LOE C-EO is based on “expert opinions” [11], which are by definition subjective and hence may vary among different groups/people at any one time and shift within the same group/person over time. The “primacy” of the opinions of the few selected (or self-selected) experts involved in guidelines synthesis over those held by the much larger pool of their peers not so involved should not be automatic. Doctors not involved in guidelines synthesis should still be allowed to pass their own personal “expert opinions” in assessing the benefit: risk balance of a treatment for patients under their care, forming a new level of evidence LOE C#-EO (Figure 1c). The merit of an opinion rests on the verity of its premises, validity of its logical deductions, and not the identity or status of its proponents. Doctors managing patients clinically know many nuanced aspects of their medical histories not easily captured in RCTs and reflected in guidelines and may also have fewer conflicts of interest. They also bear full professional and legal responsibilities for their clinical decisions. Patients should be informed of the full spectrum of professional opinions on their management options even if and especially when there is disagreement among doctors.

The indications for a treatment in clinical guidelines typically focus on the characteristics of the patient. However, provider factors (center's volume; operator's experience) could also influence the outcomes to a treatment, especially when the treatment is an invasive intervention. RCTs give the outcomes for an invasive procedure averaged over many centers and operators. The indication classification in clinical guidelines may thus not be reflective of the likely clinical outcome if a patient receives the treatment from a particular provider. High volume centers and operators tend to produce better outcomes than low volume centers and operators, even on frail and challenging patients. Providers’ experience and confidence in their ability to execute an invasive procedure successfully is likely to influence and even determine their willingness to offer the treatment to patients [13]. Providers may exist in competition rather than collaboration and hence are reluctant to cross-refer even if that would be in the patients’ best interests. Doctors have the duty to inform patients of these caveats about invasive treatments when discussing management options. Clinical guidelines typically do not include provider factors in the indications for a treatment.

Clinical guidelines are not legally binding. While they would be taken into consideration, compliance with and deviation from guidelines would not automatically result in exoneration or punishment by the court [14, 15]. The legal system operates its own standards for determining medical negligence and malpractice. Doctors could and need to exercise judgement in their use of guidelines.

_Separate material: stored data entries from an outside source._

PR #2846, opened 2022-08-05
Replace gorm.Migrator calls with sql

dnephin:
## Summary

`gorm.Migrator` (not to be confused with `gormigrate` which we already replaced) provides helper functions for inspecting and changing the schema.

This PR replaces calls to those helpers with regular SQL. In a couple cases (`HasTable`, `HasColumn`) I added a helper function to the `data/migrator` package, because these two require inspecting the informational schema and are a bit more involved.

This PR keeps sqlite support by writing the equivalent sqlite queries (which are not much different), but it is important to note that the sqlite versions of a couple of these are not idempotent.

The only remaining use of `gorm.Migrator` is `AutoMigrate`, which will be replaced next.

## Related Issues

Related to #2768

### DIFF
--- a/internal/server/data/migrations.go
+++ b/internal/server/data/migrations.go
@@ -122,7 +122,13 @@ func dropCertificateTables() *migrator.Migration {
 	return &migrator.Migration{
 		ID: "202206161733",
 		Migrate: func(tx *gorm.DB) error {
-			return tx.Migrator().DropTable("trusted_certificates", "root_certificates")
+			if err := tx.Exec(`DROP TABLE IF EXISTS trusted_certificates`).Error; err != nil {
+				return err
+			}
+			if err := tx.Exec(`DROP TABLE IF EXISTS root_certificates`).Error; err != nil {
+				return err
+			}
+			return nil
 		},
 	}
 }
--- a/internal/server/data/migrations.go
+++ b/internal/server/data/migrations.go
@@ -22,20 +22,22 @@ func migrations() []*migrator.Migration {
 		{
 			ID: "202204281130",
 			Migrate: func(tx *gorm.DB) error {
-				return tx.Migrator().DropColumn(&models.Settings{}, "signup_enabled")
+				stmt := `ALTER TABLE settings DROP COLUMN IF EXISTS signup_enabled`
+				if tx.Dialector.Name() == "sqlite" {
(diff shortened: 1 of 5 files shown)


internal/server/data/migrator/helpers.go
```diff
@@ -0,0 +1,57 @@
...
+	`
+
+	if tx.Dialector.Name() == "sqlite" {
+		stmt = `
+			SELECT count(*)
+			FROM sqlite_master
+			WHERE type = 'table' AND name = ?
+			AND sql LIKE ?
+		`
+		column = "%`" + column + "`%"
```
dnephin, line 50: I based this on the gorm migrator implementation we're using now: https://github.com/go-gorm/sqlite/blob/v1.3.6/migrator.go#L70-L71

The `sqlite_master` table stores the `CREATE TABLE` statement as sql, so we have to use substring matching to find the column.

The gorm implementation has a lot more `sql LIKE ?` parts of the query. My guess is that different sqlite implementations might use different quoting for column names. This works for our existing use cases, and since we won't support sqlite in production, this seems sufficient for our use case.

internal/server/data/migrations.go
```diff
@@ -185,14 +194,17 @@ func setDestinationLastSeenAt() *migrator.Migration {
 	return &migrator.Migration{
 		ID: "202207041724",
 		Migrate: func(tx *gorm.DB) error {
-			if tx.Migrator().HasColumn(&models.Destination{}, "last_seen_at") {
+			if migrator.HasColumn(tx, "destinations", "last_seen_at") {
 				return nil
 			}
 
-			if err := tx.Migrator().AddColumn(&models.Destination{}, "last_seen_at"); err != nil {
+			stmt := `ALTER TABLE destinations ADD COLUMN last_seen_at timestamp with time zone`
```
ssoroka, line 201: This is good, I prefer the timezone in the db, but do you know if other tables in postgres have been getting `timestamp with time zone`? might cause subtle problems somewhere if they're different.

ssoroka (approved):
lgtm

internal/server/data/migrations.go
dnephin: Ya, this matches what `gorm.AutoMigrate` produces, you can see that here: https://github.com/infrahq/infra/pull/2843/files#r940287138

PR #2862, opened 2022-08-08
Replace the last of AutoMigrate

### LINKED ISSUE #2768: Replace gorm.AutoMigrate

dnephin:
## Summary

Branched from #2845

This PR replaces the last of the calls to `gorm.AutoMigrate` and `gorm.Migrator`. The only remaining calls to `gorm.AutoMigrate` are in a function we are using for sqlite compatibility, and to catch any new implicit migrations that might be added from other PRs.  I'm thinking of leaving those in until this merges (to catch problems during merge and rebase), and removing it immediately in a follow up.

## Related Issues

Resolves #2768

### DIFF
--- a/internal/server/data/migrator/helpers.go
+++ b/internal/server/data/migrator/helpers.go
@@ -1,6 +1,8 @@
 package migrator
 
-import "gorm.io/gorm"
+import (
+	"gorm.io/gorm"
+)
 
 type Tx interface {
 	Exec(stmt string, args ...any) *gorm.DB
@@ -47,7 +49,7 @@ func HasColumn(tx *gorm.DB, table string, column string) bool {
 			WHERE type = 'table' AND name = ?
 			AND sql LIKE ?
 		`
-		column = "%`" + column + "`%"
+		column = "% " + column + " %"
 	}
 
 	if err := tx.Raw(stmt, table, column).Scan(&count).Error; err != nil {
--- a/internal/server/data/migrator/helpers.go
+++ b/internal/server/data/migrator/helpers.go
@@ -55,3 +55,30 @@ func HasColumn(tx *gorm.DB, table string, column string) bool {
 	}
 	return count != 0
 }
+
+// HasConstraint returns true if the database table has the constraint. Returns
+// false if the database table does not have the constraint, or if there was a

All tools have their proper uses but could produce unintended results if misused. Guidelines are clinical decision support tools to help clinicians improve the outcomes for patients through “better” decisions. However, if a good outcome is the ultimate goal, the decision leading to it cannot be judged on its own without taking into account its execution. A “sound” decision could be ruined by “botched” implementation; a “unsound” decision could be salvaged by “masterful” execution. Rule compliance is a mean to the end (a good clinical outcome) and should not become the end itself. What the patient cares about is the outcome and not the process. Narrow interpretation and rigid application of clinical guidelines without taking into account the many caveats expounded above is a misuse that could disadvantage and even harm patients.

The authors declare no conflicts of interest.